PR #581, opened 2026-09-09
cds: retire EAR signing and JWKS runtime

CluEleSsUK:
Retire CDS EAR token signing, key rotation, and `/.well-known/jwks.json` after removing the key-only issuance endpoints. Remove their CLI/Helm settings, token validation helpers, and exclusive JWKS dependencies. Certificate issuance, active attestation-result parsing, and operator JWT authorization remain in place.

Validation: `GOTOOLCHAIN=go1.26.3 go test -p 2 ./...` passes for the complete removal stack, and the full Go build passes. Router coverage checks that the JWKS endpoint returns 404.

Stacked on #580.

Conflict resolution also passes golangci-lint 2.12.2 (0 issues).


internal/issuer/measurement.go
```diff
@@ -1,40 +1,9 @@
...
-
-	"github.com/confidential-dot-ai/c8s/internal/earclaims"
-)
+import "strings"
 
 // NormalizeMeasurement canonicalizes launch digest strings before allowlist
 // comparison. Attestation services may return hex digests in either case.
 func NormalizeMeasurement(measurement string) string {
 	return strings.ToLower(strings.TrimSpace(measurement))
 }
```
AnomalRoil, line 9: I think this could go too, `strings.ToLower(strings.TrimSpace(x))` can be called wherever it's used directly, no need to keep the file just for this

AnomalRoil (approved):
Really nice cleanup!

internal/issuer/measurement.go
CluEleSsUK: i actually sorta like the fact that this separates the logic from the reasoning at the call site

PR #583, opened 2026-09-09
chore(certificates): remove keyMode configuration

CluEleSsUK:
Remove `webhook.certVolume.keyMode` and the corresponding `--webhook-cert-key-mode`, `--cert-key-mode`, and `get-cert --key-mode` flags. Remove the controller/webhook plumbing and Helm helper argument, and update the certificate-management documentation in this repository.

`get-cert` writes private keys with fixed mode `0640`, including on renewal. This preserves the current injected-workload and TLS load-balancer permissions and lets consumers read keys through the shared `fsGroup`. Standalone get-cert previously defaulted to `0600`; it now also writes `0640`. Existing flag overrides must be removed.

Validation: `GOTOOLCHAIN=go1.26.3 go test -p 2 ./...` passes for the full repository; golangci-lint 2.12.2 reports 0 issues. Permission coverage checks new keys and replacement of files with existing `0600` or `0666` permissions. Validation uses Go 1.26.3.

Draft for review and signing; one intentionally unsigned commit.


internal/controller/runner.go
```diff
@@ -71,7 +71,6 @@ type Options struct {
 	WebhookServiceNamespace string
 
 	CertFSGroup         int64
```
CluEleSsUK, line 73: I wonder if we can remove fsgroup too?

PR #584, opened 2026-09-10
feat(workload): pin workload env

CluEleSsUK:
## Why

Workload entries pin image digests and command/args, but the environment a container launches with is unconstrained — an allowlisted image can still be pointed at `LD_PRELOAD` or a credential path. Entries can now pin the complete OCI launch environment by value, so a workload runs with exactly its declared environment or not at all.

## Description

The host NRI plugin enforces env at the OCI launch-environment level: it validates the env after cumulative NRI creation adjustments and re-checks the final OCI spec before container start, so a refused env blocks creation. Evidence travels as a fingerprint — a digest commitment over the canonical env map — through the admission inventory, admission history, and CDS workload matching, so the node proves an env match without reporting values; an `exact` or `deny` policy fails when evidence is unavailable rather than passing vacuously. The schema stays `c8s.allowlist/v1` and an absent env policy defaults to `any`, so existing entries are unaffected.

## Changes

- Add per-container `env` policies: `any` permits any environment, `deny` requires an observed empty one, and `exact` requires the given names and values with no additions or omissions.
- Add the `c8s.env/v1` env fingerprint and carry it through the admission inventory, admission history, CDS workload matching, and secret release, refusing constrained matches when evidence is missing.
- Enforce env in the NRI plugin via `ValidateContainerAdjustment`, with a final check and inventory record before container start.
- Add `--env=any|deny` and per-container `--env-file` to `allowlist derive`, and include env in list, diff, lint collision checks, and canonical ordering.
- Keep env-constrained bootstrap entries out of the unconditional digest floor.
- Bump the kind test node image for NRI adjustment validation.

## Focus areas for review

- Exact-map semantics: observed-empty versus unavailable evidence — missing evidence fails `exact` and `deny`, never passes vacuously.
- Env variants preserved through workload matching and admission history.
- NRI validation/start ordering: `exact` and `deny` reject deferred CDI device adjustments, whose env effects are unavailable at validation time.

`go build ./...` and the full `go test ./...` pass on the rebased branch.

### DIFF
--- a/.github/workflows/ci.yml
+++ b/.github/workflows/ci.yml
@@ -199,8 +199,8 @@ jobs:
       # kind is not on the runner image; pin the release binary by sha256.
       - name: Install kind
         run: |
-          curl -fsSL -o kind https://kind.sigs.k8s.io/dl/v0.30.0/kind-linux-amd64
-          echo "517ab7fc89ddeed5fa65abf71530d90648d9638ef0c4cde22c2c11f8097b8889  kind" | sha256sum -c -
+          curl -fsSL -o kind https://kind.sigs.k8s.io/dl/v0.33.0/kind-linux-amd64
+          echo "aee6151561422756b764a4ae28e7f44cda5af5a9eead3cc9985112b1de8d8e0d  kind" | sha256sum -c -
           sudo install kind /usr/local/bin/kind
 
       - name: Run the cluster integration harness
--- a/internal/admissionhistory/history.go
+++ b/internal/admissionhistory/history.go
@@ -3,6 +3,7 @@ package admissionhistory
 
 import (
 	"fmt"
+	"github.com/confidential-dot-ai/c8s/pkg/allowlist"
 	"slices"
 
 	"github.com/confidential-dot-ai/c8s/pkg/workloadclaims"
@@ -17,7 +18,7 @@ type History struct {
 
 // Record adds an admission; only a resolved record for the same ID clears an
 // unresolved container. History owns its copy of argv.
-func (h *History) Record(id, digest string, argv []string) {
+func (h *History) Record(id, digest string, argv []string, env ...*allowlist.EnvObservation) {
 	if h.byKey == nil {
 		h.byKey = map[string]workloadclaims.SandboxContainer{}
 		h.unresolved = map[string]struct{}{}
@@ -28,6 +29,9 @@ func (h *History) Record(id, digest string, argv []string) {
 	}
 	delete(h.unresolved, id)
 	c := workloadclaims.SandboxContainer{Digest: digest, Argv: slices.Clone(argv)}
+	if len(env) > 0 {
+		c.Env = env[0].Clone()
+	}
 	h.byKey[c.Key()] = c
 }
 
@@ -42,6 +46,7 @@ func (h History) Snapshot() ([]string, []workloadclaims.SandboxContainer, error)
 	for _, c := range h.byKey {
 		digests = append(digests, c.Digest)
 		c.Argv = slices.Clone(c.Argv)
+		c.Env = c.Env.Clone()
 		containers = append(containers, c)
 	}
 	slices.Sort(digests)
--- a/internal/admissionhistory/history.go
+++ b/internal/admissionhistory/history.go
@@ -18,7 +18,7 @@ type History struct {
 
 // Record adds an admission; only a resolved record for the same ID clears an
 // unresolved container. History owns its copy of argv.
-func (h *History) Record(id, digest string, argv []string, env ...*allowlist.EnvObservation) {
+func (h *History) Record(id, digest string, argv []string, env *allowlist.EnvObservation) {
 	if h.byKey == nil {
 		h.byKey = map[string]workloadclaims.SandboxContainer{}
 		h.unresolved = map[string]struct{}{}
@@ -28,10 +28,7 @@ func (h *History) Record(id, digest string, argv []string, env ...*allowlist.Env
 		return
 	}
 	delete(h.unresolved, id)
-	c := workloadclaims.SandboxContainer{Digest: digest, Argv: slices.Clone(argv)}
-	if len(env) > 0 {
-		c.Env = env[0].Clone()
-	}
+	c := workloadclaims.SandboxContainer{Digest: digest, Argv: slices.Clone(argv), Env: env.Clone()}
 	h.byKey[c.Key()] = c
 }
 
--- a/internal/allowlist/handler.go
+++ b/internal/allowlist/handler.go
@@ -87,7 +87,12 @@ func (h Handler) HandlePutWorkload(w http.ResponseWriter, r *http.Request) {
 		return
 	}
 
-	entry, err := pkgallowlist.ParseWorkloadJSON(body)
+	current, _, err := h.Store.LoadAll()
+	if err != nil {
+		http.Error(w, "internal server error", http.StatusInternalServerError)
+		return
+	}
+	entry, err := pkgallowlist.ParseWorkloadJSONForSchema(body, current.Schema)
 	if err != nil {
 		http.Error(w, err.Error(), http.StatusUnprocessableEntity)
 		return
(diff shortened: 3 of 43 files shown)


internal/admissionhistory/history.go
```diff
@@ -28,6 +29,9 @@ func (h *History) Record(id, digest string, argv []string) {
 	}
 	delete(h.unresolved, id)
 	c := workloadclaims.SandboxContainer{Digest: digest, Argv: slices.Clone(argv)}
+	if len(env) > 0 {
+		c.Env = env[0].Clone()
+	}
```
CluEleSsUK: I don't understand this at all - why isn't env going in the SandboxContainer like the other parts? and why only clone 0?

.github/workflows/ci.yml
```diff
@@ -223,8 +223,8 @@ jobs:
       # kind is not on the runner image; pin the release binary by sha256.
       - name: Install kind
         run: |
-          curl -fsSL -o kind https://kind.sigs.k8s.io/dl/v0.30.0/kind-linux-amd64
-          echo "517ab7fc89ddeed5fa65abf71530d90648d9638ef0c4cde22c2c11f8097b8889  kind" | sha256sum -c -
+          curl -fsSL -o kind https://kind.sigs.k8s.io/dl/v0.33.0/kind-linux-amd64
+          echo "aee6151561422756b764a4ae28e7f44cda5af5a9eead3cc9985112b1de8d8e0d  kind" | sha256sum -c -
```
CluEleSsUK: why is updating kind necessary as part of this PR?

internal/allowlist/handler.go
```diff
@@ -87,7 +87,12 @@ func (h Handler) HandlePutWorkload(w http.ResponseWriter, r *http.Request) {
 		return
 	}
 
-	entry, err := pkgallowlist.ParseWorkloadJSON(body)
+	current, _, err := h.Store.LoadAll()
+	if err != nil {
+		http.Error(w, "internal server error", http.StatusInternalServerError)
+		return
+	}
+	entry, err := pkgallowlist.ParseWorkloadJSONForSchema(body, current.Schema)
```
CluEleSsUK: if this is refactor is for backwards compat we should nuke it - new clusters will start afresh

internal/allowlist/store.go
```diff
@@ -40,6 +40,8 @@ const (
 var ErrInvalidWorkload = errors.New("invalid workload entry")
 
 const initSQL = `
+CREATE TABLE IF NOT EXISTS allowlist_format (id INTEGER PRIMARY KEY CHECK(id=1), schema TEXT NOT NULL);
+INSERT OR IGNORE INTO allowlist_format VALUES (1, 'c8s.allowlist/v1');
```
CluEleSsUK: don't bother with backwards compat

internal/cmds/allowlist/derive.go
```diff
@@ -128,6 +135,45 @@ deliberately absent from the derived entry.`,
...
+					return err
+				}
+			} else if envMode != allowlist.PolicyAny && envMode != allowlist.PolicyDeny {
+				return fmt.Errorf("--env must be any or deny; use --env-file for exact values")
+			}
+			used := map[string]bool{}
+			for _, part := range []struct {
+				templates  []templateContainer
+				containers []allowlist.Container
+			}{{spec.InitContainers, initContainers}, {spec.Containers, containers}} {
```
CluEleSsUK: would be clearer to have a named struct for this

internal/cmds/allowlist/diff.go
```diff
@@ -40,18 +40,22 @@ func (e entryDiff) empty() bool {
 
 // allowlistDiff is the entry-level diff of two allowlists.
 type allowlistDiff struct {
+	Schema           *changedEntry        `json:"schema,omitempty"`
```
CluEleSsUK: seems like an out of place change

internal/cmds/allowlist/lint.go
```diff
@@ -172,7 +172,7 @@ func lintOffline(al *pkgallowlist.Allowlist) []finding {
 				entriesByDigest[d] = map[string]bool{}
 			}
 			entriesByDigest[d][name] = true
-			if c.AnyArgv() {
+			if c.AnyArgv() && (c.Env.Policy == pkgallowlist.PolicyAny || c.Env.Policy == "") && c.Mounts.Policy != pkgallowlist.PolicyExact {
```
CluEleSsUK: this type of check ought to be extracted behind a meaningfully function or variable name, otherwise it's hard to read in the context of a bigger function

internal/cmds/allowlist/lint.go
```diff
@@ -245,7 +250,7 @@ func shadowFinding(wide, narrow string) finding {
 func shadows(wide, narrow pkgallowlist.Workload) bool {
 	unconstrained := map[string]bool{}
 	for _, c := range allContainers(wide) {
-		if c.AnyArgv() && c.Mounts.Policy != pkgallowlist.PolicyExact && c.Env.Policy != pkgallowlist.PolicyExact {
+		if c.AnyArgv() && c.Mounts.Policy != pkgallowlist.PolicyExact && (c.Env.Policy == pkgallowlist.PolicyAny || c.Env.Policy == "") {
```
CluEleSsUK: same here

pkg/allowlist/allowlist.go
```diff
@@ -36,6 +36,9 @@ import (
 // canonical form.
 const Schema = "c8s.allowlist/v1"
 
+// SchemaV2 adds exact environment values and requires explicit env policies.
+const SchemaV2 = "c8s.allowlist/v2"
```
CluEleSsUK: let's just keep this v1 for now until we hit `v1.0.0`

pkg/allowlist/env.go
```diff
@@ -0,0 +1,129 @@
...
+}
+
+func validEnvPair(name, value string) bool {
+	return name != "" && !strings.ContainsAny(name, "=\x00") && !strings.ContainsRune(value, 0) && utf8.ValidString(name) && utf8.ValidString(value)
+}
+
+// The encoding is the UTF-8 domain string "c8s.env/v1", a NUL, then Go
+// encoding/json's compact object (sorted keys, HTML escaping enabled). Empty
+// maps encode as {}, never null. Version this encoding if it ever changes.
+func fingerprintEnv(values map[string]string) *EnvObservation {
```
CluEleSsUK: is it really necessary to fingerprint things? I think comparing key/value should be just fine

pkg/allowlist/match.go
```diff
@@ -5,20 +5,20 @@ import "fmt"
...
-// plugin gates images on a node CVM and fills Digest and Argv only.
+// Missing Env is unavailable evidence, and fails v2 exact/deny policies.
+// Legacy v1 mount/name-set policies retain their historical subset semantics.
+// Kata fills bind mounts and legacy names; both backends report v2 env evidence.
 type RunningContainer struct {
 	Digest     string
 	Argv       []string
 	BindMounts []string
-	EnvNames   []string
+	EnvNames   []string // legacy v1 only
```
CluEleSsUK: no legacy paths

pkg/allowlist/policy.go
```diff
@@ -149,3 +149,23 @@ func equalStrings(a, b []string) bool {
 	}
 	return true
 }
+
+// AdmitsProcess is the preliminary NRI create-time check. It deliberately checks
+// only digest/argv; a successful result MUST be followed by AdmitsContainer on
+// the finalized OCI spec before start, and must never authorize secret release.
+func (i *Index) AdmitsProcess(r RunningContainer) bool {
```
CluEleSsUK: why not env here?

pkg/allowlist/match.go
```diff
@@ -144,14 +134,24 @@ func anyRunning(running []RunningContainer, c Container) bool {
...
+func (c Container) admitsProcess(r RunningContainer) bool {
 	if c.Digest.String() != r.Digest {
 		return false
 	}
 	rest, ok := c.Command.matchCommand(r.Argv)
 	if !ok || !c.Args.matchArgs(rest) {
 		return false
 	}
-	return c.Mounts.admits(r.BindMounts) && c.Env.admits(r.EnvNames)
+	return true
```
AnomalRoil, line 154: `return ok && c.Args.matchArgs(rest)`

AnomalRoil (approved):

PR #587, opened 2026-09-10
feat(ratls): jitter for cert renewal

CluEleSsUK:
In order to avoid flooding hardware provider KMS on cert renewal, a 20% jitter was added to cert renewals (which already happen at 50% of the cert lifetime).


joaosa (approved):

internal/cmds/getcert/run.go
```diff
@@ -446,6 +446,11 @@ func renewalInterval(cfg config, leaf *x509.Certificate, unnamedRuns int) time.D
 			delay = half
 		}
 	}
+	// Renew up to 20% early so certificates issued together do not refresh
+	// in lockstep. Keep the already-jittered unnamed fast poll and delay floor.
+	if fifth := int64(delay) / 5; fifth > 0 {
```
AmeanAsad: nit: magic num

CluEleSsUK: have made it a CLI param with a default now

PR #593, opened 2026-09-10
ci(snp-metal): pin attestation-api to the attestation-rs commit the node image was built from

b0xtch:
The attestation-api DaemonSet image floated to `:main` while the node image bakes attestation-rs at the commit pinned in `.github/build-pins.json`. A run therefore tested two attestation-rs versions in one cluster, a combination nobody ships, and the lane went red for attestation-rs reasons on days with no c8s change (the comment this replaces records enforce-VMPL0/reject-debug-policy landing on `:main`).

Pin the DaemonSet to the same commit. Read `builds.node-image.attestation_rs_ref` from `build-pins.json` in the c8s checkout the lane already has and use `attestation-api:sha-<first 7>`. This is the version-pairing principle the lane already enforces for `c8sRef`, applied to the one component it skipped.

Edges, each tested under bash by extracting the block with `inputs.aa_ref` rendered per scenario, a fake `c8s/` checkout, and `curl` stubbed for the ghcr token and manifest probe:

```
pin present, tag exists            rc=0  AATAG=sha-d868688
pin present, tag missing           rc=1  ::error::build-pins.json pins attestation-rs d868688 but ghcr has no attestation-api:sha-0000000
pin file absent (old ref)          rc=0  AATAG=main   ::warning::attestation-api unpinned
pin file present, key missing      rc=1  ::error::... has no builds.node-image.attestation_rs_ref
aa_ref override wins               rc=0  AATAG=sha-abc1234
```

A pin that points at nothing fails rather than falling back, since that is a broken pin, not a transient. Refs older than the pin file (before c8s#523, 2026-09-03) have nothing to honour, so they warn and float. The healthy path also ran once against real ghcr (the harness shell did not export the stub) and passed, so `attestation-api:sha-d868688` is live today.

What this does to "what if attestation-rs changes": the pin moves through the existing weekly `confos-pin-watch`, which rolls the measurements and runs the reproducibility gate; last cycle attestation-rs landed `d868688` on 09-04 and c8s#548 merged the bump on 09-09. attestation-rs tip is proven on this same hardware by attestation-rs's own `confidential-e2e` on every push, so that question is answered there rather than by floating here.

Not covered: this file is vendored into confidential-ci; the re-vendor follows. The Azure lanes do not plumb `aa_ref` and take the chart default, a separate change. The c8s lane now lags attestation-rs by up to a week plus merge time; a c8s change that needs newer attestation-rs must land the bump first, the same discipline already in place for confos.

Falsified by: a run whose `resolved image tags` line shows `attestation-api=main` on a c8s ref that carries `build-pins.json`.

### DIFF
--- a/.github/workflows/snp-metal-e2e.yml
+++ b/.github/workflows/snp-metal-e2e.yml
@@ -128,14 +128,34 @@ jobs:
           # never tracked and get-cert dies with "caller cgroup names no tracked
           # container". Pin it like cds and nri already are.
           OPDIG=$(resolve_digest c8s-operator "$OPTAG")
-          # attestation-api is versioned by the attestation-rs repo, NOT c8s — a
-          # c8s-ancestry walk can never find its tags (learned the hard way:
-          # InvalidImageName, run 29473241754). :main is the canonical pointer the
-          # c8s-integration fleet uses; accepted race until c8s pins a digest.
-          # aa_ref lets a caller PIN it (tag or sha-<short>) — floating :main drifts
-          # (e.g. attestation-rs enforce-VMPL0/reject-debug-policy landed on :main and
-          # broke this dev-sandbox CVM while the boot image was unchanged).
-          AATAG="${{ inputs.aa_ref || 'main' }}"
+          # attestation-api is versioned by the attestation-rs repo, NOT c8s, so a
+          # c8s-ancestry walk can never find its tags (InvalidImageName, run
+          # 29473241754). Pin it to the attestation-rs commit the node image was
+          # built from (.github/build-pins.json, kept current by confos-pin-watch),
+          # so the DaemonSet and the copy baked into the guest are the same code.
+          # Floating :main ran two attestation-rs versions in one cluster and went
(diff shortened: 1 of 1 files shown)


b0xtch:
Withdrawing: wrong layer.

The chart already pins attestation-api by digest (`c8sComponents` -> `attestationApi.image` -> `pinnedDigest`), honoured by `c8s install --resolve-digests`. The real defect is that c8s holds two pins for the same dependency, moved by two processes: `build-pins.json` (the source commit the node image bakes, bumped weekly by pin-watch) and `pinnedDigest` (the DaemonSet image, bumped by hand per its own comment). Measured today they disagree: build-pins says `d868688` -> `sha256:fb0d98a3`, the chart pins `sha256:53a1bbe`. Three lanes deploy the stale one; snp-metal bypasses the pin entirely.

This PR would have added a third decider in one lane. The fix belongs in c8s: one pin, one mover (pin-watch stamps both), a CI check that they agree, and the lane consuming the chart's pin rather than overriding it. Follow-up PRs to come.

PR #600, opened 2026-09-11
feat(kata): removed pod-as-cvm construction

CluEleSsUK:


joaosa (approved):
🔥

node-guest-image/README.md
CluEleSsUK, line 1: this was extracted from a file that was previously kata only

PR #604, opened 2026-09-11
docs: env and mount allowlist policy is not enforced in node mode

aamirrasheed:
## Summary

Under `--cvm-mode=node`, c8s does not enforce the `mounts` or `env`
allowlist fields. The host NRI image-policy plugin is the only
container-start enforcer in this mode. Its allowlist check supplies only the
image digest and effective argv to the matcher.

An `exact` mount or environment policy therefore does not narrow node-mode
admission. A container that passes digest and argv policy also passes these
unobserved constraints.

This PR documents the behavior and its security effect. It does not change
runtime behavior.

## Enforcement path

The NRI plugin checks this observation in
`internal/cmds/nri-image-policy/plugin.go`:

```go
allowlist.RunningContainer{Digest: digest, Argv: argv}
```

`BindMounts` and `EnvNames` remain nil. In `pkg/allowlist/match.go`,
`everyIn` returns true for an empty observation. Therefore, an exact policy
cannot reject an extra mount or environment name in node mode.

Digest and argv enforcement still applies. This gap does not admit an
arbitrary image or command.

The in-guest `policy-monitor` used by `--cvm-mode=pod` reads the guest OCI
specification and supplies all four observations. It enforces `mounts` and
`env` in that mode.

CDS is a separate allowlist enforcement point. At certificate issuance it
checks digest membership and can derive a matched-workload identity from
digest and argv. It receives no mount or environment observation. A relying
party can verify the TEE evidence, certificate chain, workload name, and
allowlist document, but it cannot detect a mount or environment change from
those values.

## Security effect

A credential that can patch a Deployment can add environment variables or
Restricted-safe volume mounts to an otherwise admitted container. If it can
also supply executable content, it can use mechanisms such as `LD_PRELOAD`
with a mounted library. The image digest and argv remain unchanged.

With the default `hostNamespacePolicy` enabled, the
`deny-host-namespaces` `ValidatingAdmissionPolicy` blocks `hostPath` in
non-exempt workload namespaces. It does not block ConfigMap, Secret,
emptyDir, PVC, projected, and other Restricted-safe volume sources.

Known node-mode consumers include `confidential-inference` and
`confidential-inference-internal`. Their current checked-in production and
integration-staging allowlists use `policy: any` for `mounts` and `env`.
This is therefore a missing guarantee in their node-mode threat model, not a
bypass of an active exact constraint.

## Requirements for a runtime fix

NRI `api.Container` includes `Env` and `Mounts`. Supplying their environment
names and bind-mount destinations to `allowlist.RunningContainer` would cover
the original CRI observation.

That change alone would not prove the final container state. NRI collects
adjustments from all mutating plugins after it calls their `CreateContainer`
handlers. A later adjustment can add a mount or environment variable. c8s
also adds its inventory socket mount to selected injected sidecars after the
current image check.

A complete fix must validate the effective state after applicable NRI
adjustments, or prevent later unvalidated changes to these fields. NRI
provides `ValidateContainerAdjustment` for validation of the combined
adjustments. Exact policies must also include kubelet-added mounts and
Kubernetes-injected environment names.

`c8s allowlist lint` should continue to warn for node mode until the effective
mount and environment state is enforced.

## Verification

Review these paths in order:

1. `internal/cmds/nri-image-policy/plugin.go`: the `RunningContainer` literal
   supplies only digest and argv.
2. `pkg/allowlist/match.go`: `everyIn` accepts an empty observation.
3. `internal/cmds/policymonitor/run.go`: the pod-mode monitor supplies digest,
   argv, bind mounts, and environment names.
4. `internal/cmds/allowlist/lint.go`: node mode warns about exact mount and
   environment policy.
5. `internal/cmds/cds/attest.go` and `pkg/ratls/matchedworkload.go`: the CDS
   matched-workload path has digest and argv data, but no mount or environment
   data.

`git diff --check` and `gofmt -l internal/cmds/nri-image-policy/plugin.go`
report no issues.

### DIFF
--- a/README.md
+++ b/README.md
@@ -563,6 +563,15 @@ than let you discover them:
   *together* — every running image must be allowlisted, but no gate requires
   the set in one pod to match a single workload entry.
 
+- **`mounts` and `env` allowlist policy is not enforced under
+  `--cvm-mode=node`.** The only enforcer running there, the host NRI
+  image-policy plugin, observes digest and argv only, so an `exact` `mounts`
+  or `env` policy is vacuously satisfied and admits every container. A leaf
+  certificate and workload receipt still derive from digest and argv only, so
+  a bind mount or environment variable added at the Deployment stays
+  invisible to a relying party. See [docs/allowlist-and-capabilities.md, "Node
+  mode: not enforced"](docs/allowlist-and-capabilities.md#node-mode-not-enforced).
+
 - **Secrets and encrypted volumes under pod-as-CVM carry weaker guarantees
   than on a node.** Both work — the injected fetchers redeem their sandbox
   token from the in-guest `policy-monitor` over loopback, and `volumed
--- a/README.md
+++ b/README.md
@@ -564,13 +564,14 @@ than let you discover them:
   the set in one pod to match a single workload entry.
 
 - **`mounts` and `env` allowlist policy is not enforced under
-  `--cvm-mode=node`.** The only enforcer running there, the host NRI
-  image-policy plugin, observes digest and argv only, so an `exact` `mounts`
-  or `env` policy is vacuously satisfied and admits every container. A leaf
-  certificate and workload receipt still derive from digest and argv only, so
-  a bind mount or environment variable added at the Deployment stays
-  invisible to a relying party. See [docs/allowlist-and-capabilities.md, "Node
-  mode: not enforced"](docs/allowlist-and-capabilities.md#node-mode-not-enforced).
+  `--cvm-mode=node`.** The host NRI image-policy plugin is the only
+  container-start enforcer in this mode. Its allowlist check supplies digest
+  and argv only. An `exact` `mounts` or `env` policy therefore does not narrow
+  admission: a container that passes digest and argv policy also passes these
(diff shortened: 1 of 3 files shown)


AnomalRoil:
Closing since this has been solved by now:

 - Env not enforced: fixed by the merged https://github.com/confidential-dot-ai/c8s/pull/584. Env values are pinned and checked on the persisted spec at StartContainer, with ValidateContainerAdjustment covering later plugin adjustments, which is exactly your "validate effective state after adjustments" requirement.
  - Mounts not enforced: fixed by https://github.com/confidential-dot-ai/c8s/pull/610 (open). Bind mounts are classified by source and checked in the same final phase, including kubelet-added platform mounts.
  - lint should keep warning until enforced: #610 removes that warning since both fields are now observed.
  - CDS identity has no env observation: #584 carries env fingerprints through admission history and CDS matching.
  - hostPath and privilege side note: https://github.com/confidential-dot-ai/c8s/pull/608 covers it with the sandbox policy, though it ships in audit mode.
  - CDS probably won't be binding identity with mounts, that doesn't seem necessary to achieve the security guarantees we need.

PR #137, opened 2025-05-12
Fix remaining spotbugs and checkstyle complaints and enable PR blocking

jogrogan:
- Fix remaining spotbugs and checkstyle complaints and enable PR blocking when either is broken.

● ● ● ● ●

Problem to solve: Copy each line above containing the string "necessary".

Solution:
CluEleSsUK: why is updating kind necessary as part of this PR?
CluEleSsUK: is it really necessary to fingerprint things? I think comparing key/value should be just fine
  - CDS probably won't be binding identity with mounts, that doesn't seem necessary to achieve the security guarantees we need.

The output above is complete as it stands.